Log in to the cluster, locate the failure cause, and deploy the service workload again.

  1. Log in to the AOM 2.0 console.
  2. In the navigation pane on the left, choose Alarm Management > Alarm Rules. Then, click Create Alarm Rule.
  3. Enter basic information as prompted and configure other parameters as follows:

    For details about parameters, see Creating an Event Alarm Rule.

    • Rule Type: Select Event alarm rule.
    • Event Type: Select System.
    • Event Source: Select CCE.
    • Monitored Object: Filter monitored objects by notification type, event name, alarm severity, custom attribute, namespace, and cluster name.

      In this example, filter monitored objects by event name, select NodeNotReady, and set Trigger Mode to Immediate Trigger.

    • Alarm Mode: Select Direct alarm reporting.
    • Action Rule: Select the action rule created in Creating an Action Rule.

    Configure other parameters as required.

    In this example, the alarm settings are as follows:

    If a node in the cluster becomes abnormal, CCE reports the NodeNotReady event to AOM. AOM immediately notifies you through SMN based on the action rule.

    Figure 1 Adding an event alarm

  4. Click Confirm.

    A successfully created alarm rule will be displayed in the rule list.

Adding a Metric Alarm

The following uses a PromQL statement as an example to describe how to add a metric alarm.

  1. Log in to the AOM 2.0 console.
  2. In the navigation pane on the left, choose Alarm Management > Alarm Rules. Then, click Create Alarm Rule.
  3. Configure parameters as follows:

    For details about parameters, see Creating a Metric Alarm Rule.

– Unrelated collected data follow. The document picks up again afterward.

PR #18, opened 2024-10-08
add pull request checks github action and alongide related adjustments

dario-piotrowicz:


.github/workflows/pull-request-checks.yml
```diff
@@ -0,0 +1,43 @@
...
+      - name: Check formatting
+        shell: bash
+        run: pnpm prettier:check
+
+      - name: Check types
+        shell: bash
+        run: pnpm types:check
+
+      - name: Run tests
+        if: matrix.os != 'windows-2022'
```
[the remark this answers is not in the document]
jamesopstad: Were you able to figure out what didn't work on Windows?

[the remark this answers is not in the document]
dario-piotrowicz: Not yet 😕 

I'm addressing the comments in my other PR and going to look more into this...

Although the windows error is pretty random/unclear to me: https://github.com/flarelabs-net/vite-plugin-cloudflare/actions/runs/11240997254/job/31251573045#step:8:23

(unsurprisingly is related to paths! 😓)

I am clueless when it comes to windows (and also don't have a windows machine to test things on) so if you have any insights/ideas I'm all ears!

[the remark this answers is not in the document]
dario-piotrowicz: PS: I am also very curious to merge my other PR and see if my new tests there (which worked in the old repo) do work here 🤔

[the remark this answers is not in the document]
jamesopstad: I wonder if we need to normalise the paths that are used for the workerd modules. In the `vitest-pool-workers` package they do this - https://github.com/cloudflare/workers-sdk/blob/4cd7ea9393fc9767024ad392b9c9bc7a42a9dd36/packages/vitest-pool-workers/src/pool/index.ts#L497.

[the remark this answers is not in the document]
dario-piotrowicz: ah no ok I also have to specify `contents`.... giving it another go 👍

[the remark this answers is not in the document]
dario-piotrowicz: should be all good now 👍

packages/vite-plugin-cloudflare/src/index.ts
```diff
@@ -147,12 +157,16 @@ export function cloudflare<
 							{
 								type: 'ESModule',
 								path: runnerPath,
```
jamesopstad, line 159: Should all the paths be prefixed with `miniflareModulesRoot`?

packages/vite-plugin-cloudflare/src/index.ts
```diff
@@ -147,12 +157,16 @@ export function cloudflare<
...
+									fileURLToPath(new URL(runnerPath, import.meta.url)),
+									'utf8',
+								),
 							},
 							{
 								// we declare the workerd-custom-import as a CommonJS module, thanks to this
 								// require is made available in the module and we are able to handle cjs imports
 								type: 'CommonJS',
-								path: workerdCustomImportPath,
+								path: `${miniflareModulesRoot}${WORKERD_CUSTOM_IMPORT_PATH}`,
```
jamesopstad, line 169: Probably safer to use `path.join` here.

packages/vite-plugin-cloudflare/src/runner/module-runner.ts
```diff
@@ -18,10 +18,8 @@ export async function createModuleRunner(
 		throw new Error('Runner already initialized');
 	}
 
-	// we store the custom import file path in a variable to skip esbuild's import resolution
-	const workerdReqImport = '/__workerd-custom-import.cjs';
 	const { default: workerdCustomImport } = await (import(
-		workerdReqImport
+		`/${WORKERD_CUSTOM_IMPORT_PATH}`
```
jamesopstad, line 22: Is it OK to assume the `/` prefix here?

packages/vite-plugin-cloudflare/src/index.ts
```diff
@@ -147,12 +157,16 @@ export function cloudflare<
 							{
 								type: 'ESModule',
 								path: runnerPath,
+								contents: fs.readFileSync(
```
jamesopstad, line 160: It's kind of annoying that we have to read the module using `fs`. I saw this in the `vitest-pool-workers` package and was hoping it would work without it but it seems like it's the only way.

jamesopstad (commented):
Just a few comments/questions before we merge to check I understand this right.

packages/vite-plugin-cloudflare/src/index.ts
dario-piotrowicz: this is a relative path, I think that only absolute ones need to have the `miniflareModulesRoot` prefix

packages/vite-plugin-cloudflare/src/runner/module-runner.ts
dario-piotrowicz: I think so, because we set it at the root in the miniflare constructor, and within miniflare we specify the path just with `/` (without the need to add the windows drive letter)

packages/vite-plugin-cloudflare/src/index.ts
dario-piotrowicz: yeah I agree 😓

packages/vite-plugin-cloudflare/src/index.ts
dario-piotrowicz: updated 🙂👍

packages/vite-plugin-cloudflare/src/index.ts
dario-piotrowicz: so I might be wrong... let me double check...

packages/vite-plugin-cloudflare/src/runner/module-runner.ts
jamesopstad: Can you see if it works just using `WORKERD_CUSTOM_IMPORT_PATH` directly without adding `/` in front? That's what they do in vitest-pool-workers.

packages/vite-plugin-cloudflare/src/index.ts
dario-piotrowicz: yeah I think it was probably wrong (but it didn't really matter as every user of the runner was in the same directory the runner is in) 👍

packages/vite-plugin-cloudflare/src/runner/module-runner.ts
dario-piotrowicz: not including the `/` does seem to break things:
Screenshot 2024-10-10 at 15 13 57

jamesopstad:
Do you think it's worth adding a `syncpack` check to ensure that dependency versions are consistent across the repo? They have a GitHub action - https://github.com/marketplace/actions/syncpack-synchronise-monorepo-dependency-versions. I think having it set to `version-mismatches: 'lint'` might be safer than automatic fixing.

jamesopstad:
@petebacondarwin Are you able to have a quick look at this PR? You probably have a better understanding of the logic around what does and doesn't work for path names.

dario-piotrowicz:
> Do you think it's worth adding a `syncpack` check to ensure that dependency versions are consistent across the repo? They have a GitHub action - https://github.com/marketplace/actions/syncpack-synchronise-monorepo-dependency-versions. I think having it set to `version-mismatches: 'lint'` might be safer than automatic fixing.

Now that you mention `syncpack`.... we're doing something differently in https://github.com/opennextjs/opennextjs-cloudflare and using pnpm catalogs instead: https://github.com/opennextjs/opennextjs-cloudflare/blob/450efc77395d46e05f0bf1aceaeb1c82625ff8ed/pnpm-workspace.yaml#L5

What if we removed `syncpack` and leaned on pnpm catalogs here as well instead? (btw that's also what `workers-sdk` is doing)

jamesopstad:
It would also be good to add the required pnpm version to the root `package.json` in that case.

packages/vite-plugin-cloudflare/src/index.ts
```diff
@@ -123,7 +138,7 @@ export function cloudflare<
 			const miniflare = new Miniflare({
 				workers: workers.map((workerOptions) => {
 					const wrappers = [
-						`import { createWorkerEntrypointWrapper } from '${runnerPath}';`,
+						`import { createWorkerEntrypointWrapper } from '${['.', ...rawRunnerPath].join('/')}';`,
```
petebacondarwin, line 141: Why the complexity around creating this runner path?

petebacondarwin (approved):

packages/vite-plugin-cloudflare/src/index.ts
dario-piotrowicz: it's actually not!

it's a left over from when I was trying to get this to work, I've removed this unnecessary extra complexity

thanks for pointing it out 🙏

dario-piotrowicz: Sorry I spoke too soon... https://github.com/flarelabs-net/vite-plugin-cloudflare/actions/runs/11292722994/job/31409289435?pr=18#step:8:31

having the drive letter just seem to confuse workerd so this does need to be a standard path (which is built based on the fact that the wrapper module is also at the root)

jamesopstad: It would be really good to try and document the reasoning for what does and doesn't work with the path names. It all feels a bit like guesswork and I'm struggling to see the logic in it.

dario-piotrowicz: I've added a comment to it, please have a look 🙂

packages/vite-plugin-cloudflare/src/index.ts
```diff
@@ -123,7 +141,10 @@ export function cloudflare<
 			const miniflare = new Miniflare({
 				workers: workers.map((workerOptions) => {
 					const wrappers = [
-						`import { createWorkerEntrypointWrapper } from '${runnerPath}';`,
+						// Note: this import relies on the `relativeRunnerPathSegments` array because using the full `runnerPath`
+						//       in windows would not work since `runnerPath` would start with `Z:` and workerd would
+						//       not know how to properly handle such path
+						`import { createWorkerEntrypointWrapper } from '${['.', ...relativeRunnerPathSegments].join('/')}';`,
```
jamesopstad, line 147: Sorry to be picky but can we put this path in a variable with the others. It doesn't feel right for the logic to live here.

packages/vite-plugin-cloudflare/src/index.ts
dario-piotrowicz: Yeah by the way it is a bit messy, and I don't make things better by forgetting why I added something and just remembering when the windows check fails 😓 

Anyways, the whole issue here is that we're setting the extra windows prefix `Z:` and using potentially-windows paths (since we create them with `path.join`) and workerd does not know how to recognize such paths so in the code we pass to it we do need to use standard unix-like ones instead

hopefully that makes sense?

packages/vite-plugin-cloudflare/src/index.ts
jamesopstad: Actually, don't worry about this now. It can be refactored later.

dario-piotrowicz: lol sorry I already did 😅

packages/vite-plugin-cloudflare/src/index.ts
petebacondarwin: I think this is much clearer if we add the root at the point the module is provided to miniflare.
See https://github.com/cloudflare/workers-sdk/blob/1c9a9af8688eb0d8701184b5af847969fcf8024d/packages/vitest-pool-workers/src/pool/index.ts#L497-L509

That way it is easy to know that we haven't missed one.

jamesopstad (approved):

    • Rule Type: Select Metric alarm rule.
    • Configuration Mode: Select PromQL. You can enter native PromQL statements or use CCE templates.
    • Prometheus Instance: Select the AOM instance whose metrics are reported by Cloud Native Cluster Monitoring in the cluster.
    • Default Rule:
      • Custom: Enter a PromQL statement to configure the alarm rule. For example:
        kube_persistentvolume_status_phase{phase=~"Failed|Pending",cluster="${cluster_id}"} > 0

        ${cluster_id} indicates the cluster name. If a PV in the cluster is in the Failed or Pending state, an alarm will be generated.

      • CCEFromProm: Select an alarm template provided by CCE.
        Figure 2 Adding a metric alarm
    • Alarm Mode: Select Direct alarm reporting.
    • Action Rule: Select the action rule created in Creating an Action Rule.

    Configure other parameters as required.

  4. Click Confirm.

    A successfully created alarm rule will be displayed in the rule list.